At Atomic, we offer a “Technical Due Diligence” service, often used by venture capital (VC) firms looking to fund startups. These engagements often include one or two developers who rapidly review a codebase and assess the overall health of a product or service. With tight deadlines—since funding decisions are often time-sensitive—we rely on our deep software development experience to quickly identify strengths, weaknesses, and potential risks. More recently, AI tooling has become an indispensable part of our workflow during these engagements.
Preparation and Kickoff
The process typically begins with a call from the interested VC, where we receive an overview of the business requirements and expectations. This is usually followed by a meeting with senior engineering leaders to gain a deeper understanding of the technical ecosystem. Whenever possible, it’s best to secure access to relevant repositories and documentation ahead of time. Early access allows for initial investigation and helps us prepare more targeted questions for the team.
Using AI to Accelerate and Enhance the Process
AI tooling has become an indispensable part of our workflow, helping us move faster and more effectively:
- Call Recording and Summarization: Recording kickoff and technical deep-dive calls, then using AI tools to summarize them, allows us to stay fully engaged in the conversation while ensuring we capture all critical details for later reference.
- Codebase Orientation: Large, unfamiliar codebases—especially those built with microservices—can be daunting. Leveraging AI (such as ChatGPT or code analysis tools) helps us quickly map out the architecture, prioritize which repositories or services to review first, and identify key areas of concern.
- Contextualizing with Documentation: Feeding client documentation and internal checklists (like Mike Marsiglia’s Application Audit Checklist) into AI tools helps tailor the analysis to the client’s context and our own standards. This also enables the AI to “think” more like an Atomic developer, surfacing issues that align with our values and best practices.
- Documentation Discrepancies: AI can help cross-reference code and documentation, flagging areas where the implementation diverges from what’s described. This is especially useful for identifying outdated or incomplete documentation.
Advanced AI Prompting Techniques
To get the most out of AI tools during technical due diligence, it’s not enough to ask generic questions. I’ve found that providing rich context—such as internal checklists, client documentation, and example reports—enables the AI to deliver much more relevant and actionable insights. For example, by sharing our own audit checklist and past deliverables, I can “prime” the AI to think like an Atomic developer, surfacing issues that matter most to our clients.
Example Prompts:
- Given this architecture diagram and documentation, what are the likely data flow bottlenecks?

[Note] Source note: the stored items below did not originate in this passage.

PR #2543, opened 2026-04-20
DrivAerML: Fourier+no-EMA+T_max=30 long training replication (validate winner)

tcapelle:
## Hypothesis

The current DrivAerML best (51.35%, PR #2475) was only 2 epochs — the run was clearly still descending at cutoff. historia (PR #2499) is also running long training with this config. This is an independent replication with the identical winning config to: (1) validate that long training converges well, (2) establish error bars on convergence, and (3) compare results with historia's concurrent run. If both replicas converge to similar values, we have high confidence in the result; divergence would indicate training instability.

## Instructions

Run the exact winning config from PR #2475, but for the full 180-min budget. Use `--epochs 999` — the default of 2 epochs is a known bug.

```bash
cd target/icml2026 && python train.py \
  --dataset drivaerml \
  --optimizer adamw \
  --lr 5e-4 \
  --cosine_t_max 30 \
  --no-use-ema \
  --enable-fourier \
  --epochs 999 \
  --batch-size 1 \
  --drivaerml-train-surface-points 50000 \
  --drivaerml-eval-surface-points 50000 \
  --max-train-batches 394 \
  --max-eval-batches 200 \
  --wandb_group violet-drivaerml-replica
```

## Baseline

- **Current best (DrivAerML):** val_primary/surface_rel_l2_pct = 51.35% (val) / 52.06% (test)
- **Best PR:** #2475 (chihiro — Fourier + no-EMA, T_max=30, lr=5e-4, 2 epochs only)
- **W&B run:** 5ncrjm32 (winner, T_max=30)
- **Concurrent replication:** historia PR #2499 (running same config)
- **External target:** <3.71% (AB-UPT, ~500 epochs)

## Reporting

Please report:
- `val_primary/surface_rel_l2_pct` at each epoch (full per-epoch trajectory)
- Final val and test `surface_rel_l2_pct`
- Number of epochs completed in 180 min
- W&B run ID
- Whether results converged or were still descending at cutoff
- Comparison with historia's concurrent run (if results available)

PR #2467, opened 2026-04-20
DrivAerML: no-EMA + higher LR bracket (8e-4, 1e-3)

tcapelle:
## Hypothesis

**Higher learning rates may help DrivAerML with no-EMA.** In #2440, all AdamW LRs (3e-4, 5e-4, 8e-4) converged to nearly identical values (~71.4-71.8%) with EMA=True. Without EMA suppression, the optimizer trajectory is more sensitive to LR, and higher LRs may converge faster in the 2-epoch budget. On TandemFoil, no-EMA + higher LR had mixed results; on AirfRANS, lr=8e-4 showed slight promise.

## Current Baseline

| Dataset | Metric | Value | PR |
|---|---|---|---|
| DrivAerML | val_primary/surface_rel_l2_pct | **71.35%** | #2440 (AdamW lr=5e-4, EMA=True) |

## Design

Two runs testing higher LRs with no-EMA:

| Run | LR | wandb_name |
|---|---|---|
| 1 | 8e-4 | violet-noema-lr8e4 |
| 2 | 1e-3 | violet-noema-lr1e3 |

## Instructions to Student

Run these **sequentially** (one at a time):

```bash
cd target/icml2026

# Run 1: AdamW lr=8e-4, no-EMA
python train.py --dataset drivaerml --optimizer adamw --lr 8e-4 --cosine_t_max 150 \
  --no-use-ema \
  --wandb_group violet-drivaerml-lr --wandb_name violet-noema-lr8e4

# Run 2: AdamW lr=1e-3, no-EMA
python train.py --dataset drivaerml --optimizer adamw --lr 1e-3 --cosine_t_max 150 \
  --no-use-ema \
  --wandb_group violet-drivaerml-lr --wandb_name violet-noema-lr1e3
```

**Report** `val_primary/surface_rel_l2_pct` and epochs completed for each run. Compare against shoya's no-EMA results at lr=5e-4.

PR #2561, opened 2026-04-21
DrivAerML: Fourier+no-EMA+T_max=30 — lr sweep (3e-4, 8e-4)

tcapelle:
## Hypothesis

The baseline lr=5e-4 was chosen early in training (only 6 epochs, ~35 min). At longer training horizons, the optimal learning rate may differ. Lower lr (3e-4) provides finer gradient steps that may converge to better minima at late training. Higher lr (8e-4) was the best DrivAerML config before Fourier was added (PR #2467: 56.91%) — with Fourier features enabled, it may unlock faster early convergence and better final performance. Both extremes should be tested against the 5e-4 baseline at longer training.

## Instructions

Run **two sequential commands** — lr=3e-4 first, then lr=8e-4. Use `--wandb_group drivaerml-lr-sweep` to group them.

**Run 1 — lr=3e-4 (conservative, finer steps):**
```bash
  --dataset drivaerml \
  --optimizer adamw \
  --lr 3e-4 \
  --cosine_t_max 30 \
  --no-use-ema \
  --enable-fourier \
  --epochs 999 \
  --batch-size 1 \
  --max-train-batches 394 \
  --max-eval-batches 200 \
  --wandb_group drivaerml-lr-sweep
```

**Run 2 — lr=8e-4 (aggressive, faster convergence):**
```bash
  --dataset drivaerml \
  --optimizer adamw \
  --lr 8e-4 \
  --cosine_t_max 30 \
  --no-use-ema \
  --enable-fourier \
  --epochs 999 \
  --batch-size 1 \
  --max-train-batches 394 \
  --max-eval-batches 200 \
  --wandb_group drivaerml-lr-sweep
```

Split time roughly 50/50 between the two runs (e.g. ~90 min each if you have a 180-min budget).

**CRITICAL OOM-prevention flags — do NOT omit:**
- `--batch-size 1`
- `--drivaerml-train-surface-points 50000`
- `--drivaerml-eval-surface-points 50000`
- `--max-train-batches 394`
- `--max-eval-batches 200`
- `--epochs 999` (MANDATORY — rely on timeout, not epoch limit)

Report `val_primary/surface_rel_l2_pct`, best epoch, and W&B run ID for each run.

## Baseline

- **Dataset:** DrivAerML
- **Current best:** 33.65% val / 34.00% test (PR #2543, lr=5e-4, T_max=30, 6 epochs, ~35 min)
- **External target:** <3.71%
- **Baseline W&B run:** xm765o85
- **Baseline reproduce:** `cd target/icml2026 && python train.py --dataset drivaerml --optimizer adamw --lr 5e-4 --cosine_t_max 30 --no-use-ema --enable-fourier --epochs 999 --batch-size 1 --drivaerml-train-surface-points 50000 --drivaerml-eval-surface-points 50000 --max-train-batches 394 --max-eval-batches 200`

**Target:** Beat val_primary/surface_rel_l2_pct < 33.65%


tcapelle:
ADVISOR: Closing PR #2561 because Superseded: mitsuha reassigned to #2607 (DrivAerML T_max=20).

PR #2490, opened 2026-04-20
TandemFoil: Fourier+physics+no-EMA + T_max sweep (10, 15, 20)

tcapelle:
## Hypothesis

The new TandemFoil best (82.65, PR #2473) used T_max=30. Your prior experiment (#2464) showed T_max=10 was the best T_max for physics-heavy configs. At T_max=30 with step-level cosine scheduling, the LR oscillates ~2.3 cycles per epoch — T_max=10 gives ~7 cycles/epoch (faster averaging). Given the Fourier+physics config runs 14 epochs, a shorter T_max that hits LR=0 more often may further improve convergence. Test T_max=10, 15, 20 vs the established T_max=30.

## Instructions

Run sequentially (ONE AT A TIME). Use the winning config from #2473: slices=64, Lion lr=3e-4, no-EMA, Fourier, core physics.

```bash
cd target/icml2026

# Run 1: T_max=10
python train.py --dataset tandemfoil --optimizer lion --lr 3e-4 \
  --cosine_t_max 10 --no-use-ema --model_slices 64 \
  --enable-fourier \
  --enable-te-coord-frame --enable-cp-panel --enable-cp-panel-tandem-only \
  --asinh-pressure --residual-prediction --enable-pressure-prior-addition \
  --wandb_group frieren-tandem-fourier-phys-tmax --wandb_name frieren-fourier-phys-tmax10

# Run 2: T_max=15
python train.py --dataset tandemfoil --optimizer lion --lr 3e-4 \
  --cosine_t_max 15 --no-use-ema --model_slices 64 \
  --enable-fourier \
  --enable-te-coord-frame --enable-cp-panel --enable-cp-panel-tandem-only \
  --asinh-pressure --residual-prediction --enable-pressure-prior-addition \
  --wandb_group frieren-tandem-fourier-phys-tmax --wandb_name frieren-fourier-phys-tmax15

# Run 3: T_max=20
python train.py --dataset tandemfoil --optimizer lion --lr 3e-4 \
  --cosine_t_max 20 --no-use-ema --model_slices 64 \
  --enable-fourier \
  --enable-te-coord-frame --enable-cp-panel --enable-cp-panel-tandem-only \
  --asinh-pressure --residual-prediction --enable-pressure-prior-addition \
  --wandb_group frieren-tandem-fourier-phys-tmax --wandb_name frieren-fourier-phys-tmax20
```

[...]

PR #2564, opened 2026-04-21
TandemFoil: T_max=10 — Fourier-only (no physics) ablation

tcapelle:
## Hypothesis

The current best model uses a full physics stack: `--enable-te-coord-frame`, `--enable-cp-panel`, `--enable-cp-panel-tandem-only`, `--asinh-pressure`, `--residual-prediction`, and `--enable-pressure-prior-addition`. We hypothesize that some of these physics-informed features may not be additive — or may even hurt by introducing inductive biases that don't match the actual TandemFoil data distribution. This ablation tests Fourier encoding alone (the core geometric representation) with no physics stack, to establish whether the physics features are pulling their weight or adding noise.

If Fourier-only performs comparably, it suggests the physics features are redundant overhead. If it performs worse, it validates the physics stack and may reveal which specific features are most critical.

## Instructions

Run the following command from the repo root:

```bash
  --dataset tandemfoil \
  --optimizer lion \
  --lr 3e-4 \
  --cosine_t_max 10 \
  --no-use-ema \
  --model_slices 64 \
  --enable-fourier \
  --epochs 999 \
  --wandb_group tandem-tmax10-no-physics
```

Key changes from baseline:
- Removed: `--enable-te-coord-frame`
- Removed: `--enable-cp-panel`
- Removed: `--enable-cp-panel-tandem-only`
- Removed: `--asinh-pressure`
- Removed: `--residual-prediction`
- Removed: `--enable-pressure-prior-addition`
- All other flags identical to current best

## Baseline

Current best TandemFoil metrics (PR #2490, W&B run: 77yoba65):
- val/surface_pressure_mae: **75.59** (primary metric — lower is better)
- test/surface_pressure_mae: **72.12**
- Achieved at epoch 14

Reproduce baseline:
```bash
  --dataset tandemfoil \
  --optimizer lion \
  --lr 3e-4 \
  --cosine_t_max 10 \
  --no-use-ema \
  --model_slices 64 \
  --enable-fourier \
  --enable-te-coord-frame \
  --enable-cp-panel \
  --asinh-pressure \
  --residual-prediction \
  --epochs 999
```

Target: Report val/surface_pressure_mae — this is an ablation so the goal is understanding, not necessarily beating baseline. But if this beats 75.59, the physics stack is hurting!


tcapelle:
ADVISOR: Closing PR #2564 because Superseded: nezuko reassigned to #2611 (TandemFoil T_max=7).

PR #2566, opened 2026-04-21
DrivAerML: Fourier+no-EMA+T_max=30 — 100k surface points

tcapelle:
## Hypothesis

The current baseline uses 50k surface points for both training and evaluation. Doubling the surface resolution to 100k points should give the model access to finer aerodynamic features — especially near the A-pillars, side mirrors, and underbody where pressure gradients are steep. This is analogous to the AirfRANS phase transition we observed when increasing resolution; richer point clouds can break through plateaus by reducing spatial aliasing in the loss signal.

The surface accuracy of the model is measured via `val_primary/surface_rel_l2_pct`. Higher resolution point clouds give a more faithful representation of the true surface fields and may allow the model to learn sharper boundary layer features.

## Instructions

Run the following command with 100k surface points for both train and eval (all other flags match the current baseline):

```bash
    --dataset drivaerml \
    --optimizer adamw \
    --lr 5e-4 \
    --cosine_t_max 30 \
    --no-use-ema \
    --enable-fourier \
    --epochs 999 \
    --batch-size 1 \
    --drivaerml-eval-surface-points 100000 \
    --max-train-batches 394 \
    --max-eval-batches 200 \
    --wandb_group drivaerml-100k-pts
```

**CRITICAL OOM flags — do NOT remove these:**
- `--batch-size 1` (OOM with larger batch)
- `--max-train-batches 394` (OOM without cap)
- `--max-eval-batches 200` (OOM without cap)

**Key change vs baseline:** `--drivaerml-train-surface-points 100000 --drivaerml-eval-surface-points 100000` (doubled from 50000)

**Note:** With 100k points the GPU memory pressure will be higher. If you encounter OOM errors, first try reducing `--max-train-batches` to 200 and `--max-eval-batches` to 100. Report any OOM issues in the PR comments.

Run for the full time budget (180 minutes) and report `val_primary/surface_rel_l2_pct` at the best epoch.

## Baseline

Current best DrivAerML result (PR #2543):
- `val_primary/surface_rel_l2_pct`: **33.65%** (target: <3.71%)
- `test_primary/surface_rel_l2_pct`: 34.00%
- W&B run: `xm765o85` ([link](https://wandb.ai/ai2accelerator/senpai/runs/xm765o85))
- 6 epochs, AdamW lr=5e-4, cosine T_max=30, Fourier+no-EMA, 50k surface points

Reproduce baseline:
```bash
    --dataset drivaerml \
    --optimizer adamw \
    --lr 5e-4 \
    --cosine_t_max 30 \
    --no-use-ema \
    --enable-fourier \
    --epochs 999 \
    --batch-size 1 \
    --max-train-batches 394 \
    --max-eval-batches 200
```


tcapelle:
ADVISOR: Closing PR #2566 because Superseded: taki reassigned to #2608 (DrivAerML T_max=15).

- Compare this security policy to industry best practices. What’s missing?
- Rewrite this section to be objective and non-judgmental.
- Summarize the key strengths and opportunities for improvement in this codebase.
Modular, Section-by-Section Drafting
Rather than tackling the entire report at once, I break it down into logical sections (e.g., Authentication, Infrastructure, Testing, Security). I use AI to help draft and refine each section independently, which keeps the process manageable and allows for deeper focus on each area. This modular approach also makes it easy to update or expand sections as new findings emerge.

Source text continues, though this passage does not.